While the peppers are softening, toast the nuts separately until golden and aromatic, 8 to 10 minutes. If the hazelnuts have skins, remove their skins by rolling them in a kitchen towel once they are cool. Set the nuts aside and raise the oven temperature to broil.
In a skillet, heat 1 tablespoon of oil and fry the bread until golden brown. Cool and set aside.
In a food processor, coarsely chop the garlic, salt, fried bread and nuts. Add the Ñora peppers, bell peppers, tomatoes, onions, paprika and vinegar and process to a rough paste. Slowly pour in the remaining olive oil in a steady stream and process until just combined.
Makes about 2 cups
And speaking of parties I am submitting this second dish to Nuria of Spanish Recipes for her event called Eating Good Feeling Good. Since she is from Spain this dish that I chose some time ago fits in so perfectly.
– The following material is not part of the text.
PR #7274, opened 2026-09-08
feat(mcp): agents_presets add/edit/remove

owieschon:
## What & why

I could list and launch host agent presets over MCP, but I couldn't author one — still Settings → Agents by hand. That gap hits anyone driving agents from MCP (and anyone stacking on #7269 CLI presets): you can run a preset you can't create remotely.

Nuria's bi-monthly event is not about diet food but more about consciously focusing on eating healthy, fresh, seasonal and varied food. This fits in perfectly with my quest to become more of a locavore. Do make a point of reading more about this important event here . We'll post about a different food every few months while creating greater awareness of how these foods fit into your healthy diet.
This month her chosen ingredient is olive oil. Olive oil has been used in Mediterranean countries for thousands of years and has quickly been ingrained in North America and other parts of the world. It’s actually a pure fruit juice and unlike most seed or vegetable oils, it does not require any heat or chemicals to extract the oil and needs no refinement. The oil can be consumed as is immediately after pressing.
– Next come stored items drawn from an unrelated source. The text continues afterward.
PR #7296, opened 2026-09-08
DRAFT docs(recipe): Needs review is not shipped without a tip-native proof

owieschon:
Draft. Do not merge; do not undraft.

## What

Adds one docs page: `docs/proof-gate-needs-review-receipt.md`. It states an operator rule — a workspace in the **Needs review** board column is not shipped until there is a tip-native proof artifact.

Tip-native proof = the pipeline produced it and it is pinned to the exact commit SHA at the branch tip: check runs that CI actually ran at that SHA (`gh checks <sha>`, all green), or a receipt that names the SHA.

The rule adds no board column. It cites only the columns the app already has (Needs review, Needs attention, Merged, Deleted) and leaves `agentStatus` untouched — that stays the single source of truth in its own work (#7007).

## Why — first-person stakes

I am the operator who merges. If I read "Needs review" as "ready", I ship whatever the agent left: possibly failing CI, possibly a commit I never verified. A bot saying "looks good" is an opinion. A check run pinned to a concrete SHA is proof, because I can read it back and pin it to the same commit I will merge.

## Not in scope

No product code, no new columns, no `agentStatus` changes, no hook changes.

---
## Summary by cubic
Fixes premature completion announcements by deferring a parent's Stop until all its subagents finish. Adds a docs page stating that a workspace in "Needs review" requires a tip-native proof before shipping.

**Behavior changes**
- Parent Stop is held while subagents run and released exactly once when the last child clears.
- Child events that straggle after a stop no longer revive the child, except for Codex, which genuinely resumes via `send_input`.
- Permission requests still broadcast while children run; a new parent event supersedes the held Stop.
- Held Stops are dropped if the terminal dies or the status escape hatch fires.

<sup>Written for commit 8c61d203116feb7ef18ee9d60422e58e3f1ded7e. Summary will update on new commits.</sup>

<a href="https://cubic.dev/pr/superset-sh/superset/pull/7296?utm_source=github" target="_blank" rel="noopener noreferrer" data-no-image-dialog="true"><picture><source media="(prefers-color-scheme: dark)" srcset="https://www.cubic.dev/buttons/review-in-cubic-dark.svg"><source media="(prefers-color-scheme: light)" srcset="https://www.cubic.dev/buttons/review-in-cubic-light.svg">Review in cubic</picture></a>

PR #7007, opened 2026-08-29
feat(sdk): expose terminal agent lifecycle status

toddagent01:
## FOR TODD — 1 decision, 0 actions

**Decision:** expose the existing normalized lifecycle record on `terminals.list`, rather than add a second status endpoint.

I recommend this because the terminal is already the public CLI/SDK object consumers use to read and send messages, while the host service remains the single owner of agent-state normalization.

## What & why

Superset already knows when Claude, Codex, and other supported agents are working or waiting for attention, and the workspace board renders that state. CLI and SDK consumers could only see that the PTY existed, though, so they could not distinguish a working agent from one waiting for input.

This adds an optional `agentStatus` field to each live terminal returned by `terminal.list` / `terminals.list()`. It exposes agent/session identity, timestamps, and the latest normalized lifecycle event. In particular, `PermissionRequest` gives integrations the same needs-attention signal used by the workspace board.

The response is joined from the existing `TerminalAgentStore`; this does not introduce another detector or status model. The CLI and SDK reference docs describe the additive field.

Downstream context: [todd-studio/workstation#252](https://github.com/todd-studio/workstation/issues/252)

## How I tested it

- `bun test test/integration/terminal.integration.test.ts --test-name-pattern "createSession uses the configured shell and list includes live agent status"` — passed
- Full terminal integration file — 8 passed; the process-group disposal test timed out once and passed when rerun alone
- `bun run typecheck` in `packages/host-service` — passed
- `bun run typecheck` in `packages/sdk` — passed
- `bun run build` in `packages/sdk` — passed
- `bun run lint` — passed
- `bun run typecheck` — passed
- `bun run test` — not fully green: two dynamic-import tests in the untouched `@superset/agent-setup` package could not find their shared temporary module after another suite removed it; the same failures remained under the repository-pinned Bun 1.3.14

## Checklist

- [x] PR title follows conventional commits (`type(scope): subject`)
- [x] `bun run lint` and `bun run typecheck` pass (CI fails on lint warnings too)
- [x] "Allow edits from maintainers" is checked on fork PRs

---
## Summary by cubic
Exposes the terminal agent's lifecycle status on `terminals.list` responses, so SDK and CLI consumers can tell when a supported agent is working or waiting for input instead of only knowing the PTY exists.

- Adds an optional `agentStatus` field with agent identity, timestamps, and the latest normalized lifecycle event, populated only when listing a specific workspace; workspace-wide listings still return just PTY presence.
[...]

PR #7297, opened 2026-09-08
docs(recipe): Needs review is not shipped without tip-native proof

owieschon:
## What & why

Adds one docs page: `docs/proof-gate-needs-review-receipt.md`.

**Needs review** on the board is not shipped. Tip-native proof (check runs or a receipt pinned to the exact branch-tip SHA) is required first. Without that bar, Operators treat chrome as done and the product keeps lying about finished work.

## How I tested

- Docs-only diff vs `main` (single file)
- Stay **DRAFT** — no undraft without CoS→Owen

## Checklist

- [x] Thin docs brick only (no host-service / product code)
- [x] Attested board nouns; no invented ReadyVerified column
- [x] Fence Todd #7007 agentStatus SoT; no hooks #7252/#7263

Supersedes contaminated draft #7296 (same docs intent; #7296 head accidentally included terminal-agents files).

---
## Summary by cubic
Stops a parent terminal from announcing completion while its subagents are still running, and adds a docs rule that Needs review on the board is not shipped without tip-native proof.

**Bug Fixes**
- A parent Stop now waits until the last child exits; previously it flipped the terminal green while children still worked.
- A stopped child no longer revives when its own events straggle in after the stop, unless the harness opts in to revival (Codex `send_input`).
- Deferred completions fire exactly once when the roster drains, and are dropped when the parent starts a new turn or the terminal dies.
- A child that goes quiet without a stop hook now delays the completion by the stale window instead of losing it; the sidebar poll releases it.
- Permission requests still raise while children run.

**Docs**
- Adds `docs/proof-gate-needs-review-receipt.md`: Needs review means not shipped without a check run or receipt pinned to the branch-tip SHA.

<sup>Written for commit 0c964b650dce03b47b7c063dcad8582e46b1f5a2. Summary will update on new commits.</sup>

<a href="https://cubic.dev/pr/superset-sh/superset/pull/7297?utm_source=github" target="_blank" rel="noopener noreferrer" data-no-image-dialog="true"><picture><source media="(prefers-color-scheme: dark)" srcset="https://www.cubic.dev/buttons/review-in-cubic-dark.svg"><source media="(prefers-color-scheme: light)" srcset="https://www.cubic.dev/buttons/review-in-cubic-light.svg">Review in cubic</picture></a>


owieschon:
Superseded: head was based on fork main (included unpublished host-service commits vs upstream). Thin replacement cut from upstream/main.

The reason olive oil is so good for us is because it’s high in mono unsaturated fat, vitamin E, and antioxidants.
Cooking with olive oil is like cooking with wine. Never use a wine or olive oil that does not taste good to you. An inferior one will leave an aftertaste. If you do the taste test and compare the "pure" to the "extra-virgin" and then you'll understand the difference.
When cooking with olive oil, I save my extra-virgin and pricier oils for salads, dressings, and vinaigrette. You can drizzle it over slices of crusty bread or onto open-face sandwiches. I use it on a baked potato or add it to mashed potatoes instead of butter. Extra virgin olive oil tastes great on cooked vegetables or brushed onto fish or meat before serving. It goes a long way on the path to eating good and feeling good!